I also enjoyed her setting straight one of the students, arguing (correctly) that language models don’t reason and that their unreliable output can cause harm.
NLP++ And Computational Linguitics
After the conference, I realized that computational linguistics could take advantage of the NLP++ framework in various ways. NLP++ provides an open-source, uniform computer language and knowledge representation that is human readable and usable world-wide. And it works for all languages and Unicode. It even works with emojis. Here are just some some of the ways computational linguistics can exploit NLP++ (some items are already in progress):
- Design and refine rule-based extraction systems for specific tasks
- Build knowledge bases and dictionaries for areas such as law, medicine, and business
- Build dictionaries and grammars for lesser known languages
- Teach hands-on rule-based and knowledge-based NLP
- Use VisualText as a corpus study tool
- Test computational and linguistic theories and concepts on real world text
As per the thesis of our NLU Global initiative, NLP++ and the world-wide computational linguistic community can come together to build dictionaries, knowledge bases, analyzers, and algorithms to do trustworthy NLP.
NLP++ Needs to be Active in ACL Events
So what were my main takeaways from my first ACL conference, as a computational linguist for four decades? For me, they are: NLP++ needs to have a greater presence at the conference and universities, and the ACL community needs and can greatly benefit from such a system.
NLP++ needs to be an active component of the ACL conferences now and in the future. The ACL provides an excellent venue for spreading the word about NLP++ and the NLU Global Initiative. Computational Linguists I talked to showed keen interest in knowing more about the NLP++ rule-based and knowledge-based framework.
We need to publish papers, deliver keynote presentations, and help universities use NLP++ in their course work as well as research. This has already started to happen, for example with Ashton obtaining a Master’s degree from Clemson University using the technology. Other examples include more than a dozen interns from universities around the world, who have used NLP++ in formal projects and have published papers. In my opinion, we have just begun.
I can see a day in the future where ACL conferences are replete with projects taking advantage of NLP++, the only computer programming language dedicated to computational linguistics, and even integrating with statistical processing to help create more trustworthy systems.
Overall, I’m extremely happy to have participated in my first ACL conference, and it certainly will not be my last. I look forward to many more interactions with this amazing community, and I’m hoping to contribute to the wonderful area of study we call computation linguistics. After all, understanding how people understand text reveals a lot about how we act and think about the world around us.
Thank Yous
I want to thank LexisNexis Risk and HPCC Systems for their support of Ashton’s Project that used the NLP++ technology. I also want to thank the co-authors, Amnon Meyers, Hugo Wantanuki, Dr. Amy Apon and Dr. Nina Hubig.
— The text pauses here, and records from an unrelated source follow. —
Issue #2159, opened 2022-07-12
'ua status' output inconsistent between formats


seb128:
On Ubuntu 22.04

$ ua version
27.9~22.04.1

$ ua status | grep fips
fips             yes                n/a                NIST-certified core packages
fips-updates     yes                n/a                NIST-certified core packages with priority security updates

$ ua status --format=yaml | grep fips
$

Issue #2156, opened 2022-07-12
'ua status' includes unavailable services in the default output


seb128:
On Ubuntu 22.04

$ ua version
27.9~22.04.1

$ ua status -h 
...
If the --all flag is set, beta and unavailable services are also
listed in the output.

^ suggests that without the option the unavailable services shouldn't be included

but 

$ ua status | grep usg
usg              yes                n/a                Security compliance and audit tools

$ sudo ua enable usg
One moment, checking your subscription first
Ubuntu Security Guide is not available for Ubuntu 22.04 LTS (Jammy Jellyfish).

Since 'usg' isn't available it shouldn't be including according the help description

PR #2183, opened 2022-08-01
status: don't show unavailable services by default

lucasmoura:
## Proposed Commit Message
status: don't show unavailable services by default

We are not only showing unavailable services if the user provides
the --all flag to status.

Fixes: #2156
Fixes: #2159

## Test Steps

## Desired commit type

## Checklist

### DIFF
--- a/features/attached_status.feature
+++ b/features/attached_status.feature
@@ -18,3 +18,128 @@ Feature: Attached status
            | xenial  |
            | jammy   |
            | kinetic |
+
+    @series.xenial
+    @series.bionic
+    @uses.config.machine_type.lxd.container
+    Scenario Outline: Attached status in a ubuntu machine
+        Given a `<release>` machine with ubuntu-advantage-tools installed
+        When I attach `contract_token` with sudo
+        And I verify root and non-root `pro status` calls have the same output
+        And I run `pro status` as non-root
+        Then stdout matches regexp:
+        """
+        SERVICE         +ENTITLED +STATUS   +DESCRIPTION
+        cc-eal          +yes      +disabled +Common Criteria EAL2 Provisioning Packages
+        cis             +yes      +disabled +Security compliance and audit tools
+        esm-apps        +yes      +enabled  +Extended Security Maintenance for Applications
+        esm-infra       +yes      +enabled  +Extended Security Maintenance for Infrastructure
+        fips            +yes      +disabled +NIST-certified core packages
+        fips-updates    +yes      +disabled +NIST-certified core packages with priority security updates
+        ros             +yes      +disabled +Security Updates for the Robot Operating System
+        ros-updates     +yes      +disabled +All Updates for the Robot Operating System
+
+        Enable services with: pro enable <service>
+        """
+        When I verify root and non-root `pro status --all` calls have the same output
+        And I run `pro status --all` as non-root
+        Then stdout matches regexp:
+        """
+        SERVICE         +ENTITLED +STATUS   +DESCRIPTION
+        cc-eal          +yes      +disabled +Common Criteria EAL2 Provisioning Packages
+        cis             +yes      +disabled +Security compliance and audit tools
+        esm-apps        +yes      +enabled  +Extended Security Maintenance for Applications
+        esm-infra       +yes      +enabled  +Extended Security Maintenance for Infrastructure
+        fips            +yes      +disabled +NIST-certified core packages
+        fips-updates    +yes      +disabled +NIST-certified core packages with priority security updates
+        livepatch       +yes      +n/a      +Canonical Livepatch service
+        realtime-kernel +yes      +n/a      +Beta-version Ubuntu Kernel with PREEMPT_RT patches
+        ros             +yes      +disabled +Security Updates for the Robot Operating System
+        ros-updates     +yes      +disabled +All Updates for the Robot Operating System
+
+        Enable services with: pro enable <service>
+        """
+
+        Examples: ubuntu release
+           | release |
+           | xenial  |
+           | bionic  |
+
+    @series.focal
+    @uses.config.machine_type.lxd.container
+    Scenario Outline: Attached status in a ubuntu machine
+        Given a `<release>` machine with ubuntu-advantage-tools installed
+        When I attach `contract_token` with sudo
+        And I verify root and non-root `pro status` calls have the same output
+        And I run `pro status` as non-root
+        Then stdout matches regexp:
+        """
+        SERVICE         +ENTITLED +STATUS   +DESCRIPTION
+        esm-apps        +yes      +enabled  +Extended Security Maintenance for Applications
+        esm-infra       +yes      +enabled  +Extended Security Maintenance for Infrastructure
+        fips            +yes      +disabled +NIST-certified core packages
+        fips-updates    +yes      +disabled +NIST-certified core packages with priority security updates
+        usg             +yes      +disabled +Security compliance and audit tools
+
+        Enable services with: pro enable <service>
+        """
+        When I verify root and non-root `pro status --all` calls have the same output
+        And I run `pro status --all` as non-root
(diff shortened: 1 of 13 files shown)


features/attached_status.feature
```diff
@@ -18,3 +18,123 @@ Feature: Attached status
            | xenial  |
            | impish  |
            | jammy   |
+
+    @series.xenial
+    @series.bionic
+    @series.focal
```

I also want to thank Dr. Apon and Clemson University for sponsoring me to accompany Ashton on this amazing trip. I have never been to Thailand, and it was a most memorable trip.
I’d also like to thank the ACL for continuing to move computational linguists forward, and I hope to become a more integral part of this amazing community.
And lastly, to my amazing Thai sister Nantarika Chansue, who introduced me to Thailand and showed me Bangkok and its amazing culture, customs and food!